# Electric Remote Winch



## Austinro (May 11, 2007)

We are doing a choral/dance routine to some of the music of Jesus Christ Superstar in a couple of weeks. Because this is a Catholic school, there is a huge cross hung above the stage that we generally take down for shows and such. For this show, we would like to do something different and lower the cross remotely for "Superstar." Combined with a flying scrim and some gobos, it should be an amazing effect. For this plan we need a winch that can be remotely operated. It only needs to lift 50-100 lbs, but it needs to be remote to around 200 ft (the distance to the control booth). We can run cables as needed. The lift speed doesn't need to be that fast.
Thanks


----------



## Footer (May 11, 2007)

how much money you have? Your going to need a serious winch to do what you need to do. To SAFELY control a moving load with an AC motor, you need a variable frequency drive and everything that goes along with that, some sort of controller, a brake for the winch, motor and drum, shivs, cable, and all that other stuff. Your looking in the 5-10k range for the whole setup. You are not going to be able to go out and simply get an off the shelf 12v car winch and make this happen, they are not intended to hold things over someones head. 

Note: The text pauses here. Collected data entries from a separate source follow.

PR #131, opened 2022-09-01
`MetricLegendCategorical` component

### LINKED ISSUE #124: Implement MetricLegendCategorical component
See [Figma - Metric Legend Categorical](https://www.figma.com/file/YN7x6bJmSfRHaovP5ABKu2/ActNow-Design-System?node-id=13%3A948)

Image

smcclure17:
Close #124 

Example: 
image


yarn.lock
```diff
@@ -3625,6 +3625,20 @@
     "@types/d3-shape" "^1.3.1"
     d3-shape "^1.0.6"
 
+"@visx/grid@^2.12.2":
```
smcclure17: Not sure what prompted this change--I can revert it if we'd like?

packages/ui-components/src/components/MetricLegendCategorical/MetricLegendCategorical.tsx
```diff
@@ -0,0 +1,59 @@
...
+const getItemLabel = (item: MetricCategory) => item.label;
+
+const MetricLegendCategorical = ({
+  metric,
+  supportingText,
+  orientation,
+  titleVariant = "dataEmphasizedSmall",
+}: MetricLegendCategoricalProps) => {
+  const metricCatalog = useMetricCatalog();
+  const resolvedMetric =
```
smcclure17: this can be streamlined once #133 is merged! 🙏

packages/ui-components/src/components/MetricLegendCategorical/MetricLegendCategorical.stories.tsx
```diff
@@ -0,0 +1,30 @@
...
+} from "./MetricLegendCategorical";
+import { Story } from "@storybook/react";
+
+export default {
+  title: "Components/MetricLegendCategorical",
+  component: MetricLegendCategorical,
+} as ComponentMeta<typeof MetricLegendCategorical>;
+
+const Template: Story<MetricLegendCategoricalProps> = (args) => (
+  <MetricLegendCategorical {...args} />
```
pnavarrc:
```tsx
<div style={{width: 200, border: 'border 1px #ddd'}}>
   <MetricLegendCategorical {...args} />
</div>
```

packages/ui-components/src/components/MetricLegendCategorical/MetricLegendCategorical.stories.tsx
```diff
@@ -0,0 +1,32 @@
...
+} from "./MetricLegendCategorical";
+import { Story } from "@storybook/react";
+
+export default {
+  title: "Components/MetricLegendCategorical",
+  component: MetricLegendCategorical,
+} as ComponentMeta<typeof MetricLegendCategorical>;
+
+const Template: Story<MetricLegendCategoricalProps> = (args) => (
+  <div style={{ width: 200, border: "border 1px #ddd" }}>
```
mikelehen: I think this was @pnavarrc's code suggestion, but should that be `border: "solid 1px #ddd"`?  I don't think "border" is a valid border-style

packages/ui-components/src/components/MetricLegendCategorical/MetricLegendCategorical.tsx
```diff
@@ -0,0 +1,54 @@
...
+import { assert } from "@actnowcoalition/assert";
+import { useMetricCatalog } from "../MetricCatalogContext";
+import { MetricCategory } from "@actnowcoalition/metrics";
+import { Stack, Typography } from "@mui/material";
+
+export interface MetricLegendCategoricalProps {
+  /** Metric which we want to display categories for. */
+  metric: Metric | string;
+  /** Supporting text to give context to categories. */
+  supportingText: string;
```
mikelehen, line 13: FWIW- I wonder if it'd make sense for metrics to have a `description` and for us to use that as the default text rather than require passing in `supportingText` (but it could still be optional so you can override it).  Or maybe we should repurpose `extendedName`?  In general I'm not sure exactly how many name / description type properties we want metrics to have. 😆 

Not for this PR, but something to think about.

packages/ui-components/src/components/MetricLegendCategorical/MetricLegendCategorical.tsx
```diff
@@ -0,0 +1,54 @@
...
+  supportingText,
+  orientation,
+}: MetricLegendCategoricalProps) => {
+  const metricCatalog = useMetricCatalog();
+  metric = metricCatalog.getMetric(metric);
+  const items = metric.categories;
+  assert(
+    items,
+    "Metric must define categories in order to use MetricLegendCategorical" +
+      `No categories found for metric ${metric.toString()}`
```
mikelehen: I think there will be a missing space after these get concatenated.

Also nit: You don't need to explicitly call `.toString()`.  JavaScript will do that automatically.

yarn.lock
mikelehen: Most likely somebody else added a dependency and forgot to run `yarn` before committing.  So we should go ahead and check this in.  You could double-check by running `yarn` from `develop` and make sure you get the same diff there.  If in doubt, you can always nuke your changes to `yarn.lock` and then run `yarn`, and whatever it changes should generally be checked in.

mikelehen (approved):
Nice, looks good!

packages/ui-components/src/components/MetricLegendCategorical/MetricLegendCategorical.stories.tsx
pnavarrc: oops, right 😅  - it was to test that the labels wrap if the container is narrow

yarn.lock
smcclure17: Cool, thanks

removing the changes and re-running `yarn` gave the same results, so I think it is expected 🙏

packages/ui-components/src/components/MetricLegendCategorical/MetricLegendCategorical.tsx
smcclure17: ooh cool! and fixed

packages/ui-components/src/components/MetricLegendCategorical/MetricLegendCategorical.stories.tsx
smcclure17: ah, thanks!

packages/ui-components/src/components/MetricLegendCategorical/MetricLegendCategorical.tsx
smcclure17: Yeah, I wasn't immediately sure what to use for `supportingText`--Pablo and I landed on passing in a string (that could be sourced from the CMS or something) as opposed to sourcing it from the metric (with e.g. `metric.extendedName`) but I could definitely see us wanting to pull in content from the metric itself at some point

PR #133, opened 2022-09-01
Make getMetric() accept Metric objects.

mikelehen:


packages/metrics/package.json
```diff
@@ -1,6 +1,6 @@
 {
   "name": "@actnowcoalition/metrics",
-  "version": "0.0.11",
+  "version": "0.0.12",
```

So... with that said... I would stay WAY away from an electric winch of any kind, unless you want to rent a chain motor which would be totally doable and safe, slow, but safe. So a few questions.... have you guys ever flown anything before? Do you have a grid of any type? I am going to assume you do not have any linesets. You could rig up a pretty simple block and tackle system that would easily fly what you want, however, if you don't have any clue what that means, you should not be doing it and no one here will help you.


----------



## Austinro (May 11, 2007)

We have manual flypoints to where we need to go, as we fly things all the time. We want to automate as much as we can, hence the motor. And we have a special tech motto, and it goes to the tune of "Nothing is too sketchy for ________ theater." We just need a remote winch for relatively inexpensive. If we don't find anything, we'll just probably make one and run an extension cord. If we run a worm gear, we won't need a brake, as the downward force won't have enough torque to pull the gear. We would like to buy or rent something rather then having to go through the trouble of making it. 
We had specialists come in the past to make actors fly for Peter Pan, and through that we learned a good deal of the basics. We also have an alum who is the brother of the current light designer who recently graduated from UCON with a tech theater degree, and we have some Tish graduates who we have in the rolodex if we need help in a pinch.


----------



## Footer (May 11, 2007)

I don't think you understand that if you are not qualified for this, you should not be doing this. Controlling items with motors is one thing, and its pretty easy to do, but doing overhead automation of any kind is a serious risk if not done properly. Also, ANYTHING OVERHEAD HAS TO HAVE A BRAKE, PERIOD. Odds our this thread will get closed because it is discussing rigging, but before that happens I think we need to get it through your head that you should not be doing this work. I am not even going to bother touching the "Nothing is too sketchy for ________ theater." That is just a horrible idea. If you want to do this right, go rent a chain motor, it will set you back 150 a week. Your best bet would be to rig it to a lineset and fly it, I have no idea why you are trying to over "engineer" this, and I say that very loosely. Learn the KISS method, Keep it simple stupid.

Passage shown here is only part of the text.